**SUPPLIED RECORDS:**
PR #1686, opened 2023-06-02
Pagination: wrong canonical URL

e-com-presta:
Quote: "Don't use the first page of a paginated sequence as the canonical page."
https://developers.google.com/search/docs/specialty/ecommerce/pagination-and-incremental-page-loading

### DIFF
--- a/classes/controller/FrontController.php
+++ b/classes/controller/FrontController.php
@@ -445,6 +445,10 @@ class FrontControllerCore extends Controller
                 break;
 
         }
+        // append page number
+        if ($p = Tools::getIntValue('p')) {
+            $canonical .= "?p=$p";
+        }
         // build new content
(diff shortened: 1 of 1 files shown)


classes/controller/FrontController.php
```diff
@@ -445,6 +445,10 @@ public function getSeoFields()
                 break;
 
         }
+        // append page number
+        if ($p = Tools::getIntValue('p')) {
+            $canonical .= "?p=$p";
```
getdatakick, line 450: This is not the right way to modify url.

At this point, we don't know what `$canonical` looks like. It could be `https://www.domain.com/en/rewrite/url`
but it could very easily be `https://www.domain.con/en/rewrite?id_category=10`

We can't simply concat `'?p=1` here

getdatakick (changes requested):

**PROBLEM STATEMENT:**
Each line of the listing is to be duplicated exactly as it appears.

**TASK SOLUTION:**
PR #1686, opened 2023-06-02
Pagination: wrong canonical URL

e-com-presta:
Quote: "Don't use the first page of a paginated sequence as the canonical page."
https://developers.google.com/search/docs/specialty/ecommerce/pagination-and-incremental-page-loading

### DIFF
--- a/classes/controller/FrontController.php
+++ b/classes/controller/FrontController.php
@@ -445,6 +445,10 @@ class FrontControllerCore extends Controller
                 break;
 
         }
+        // append page number
+        if ($p = Tools::getIntValue('p')) {
+            $canonical .= "?p=$p";
+        }
         // build new content
(diff shortened: 1 of 1 files shown)


classes/controller/FrontController.php
```diff
@@ -445,6 +445,10 @@ public function getSeoFields()
                 break;
 
         }
+        // append page number
+        if ($p = Tools::getIntValue('p')) {
+            $canonical .= "?p=$p";
```
getdatakick, line 450: This is not the right way to modify url.

At this point, we don't know what `$canonical` looks like. It could be `https://www.domain.com/en/rewrite/url`
but it could very easily be `https://www.domain.con/en/rewrite?id_category=10`

We can't simply concat `'?p=1` here

getdatakick (changes requested):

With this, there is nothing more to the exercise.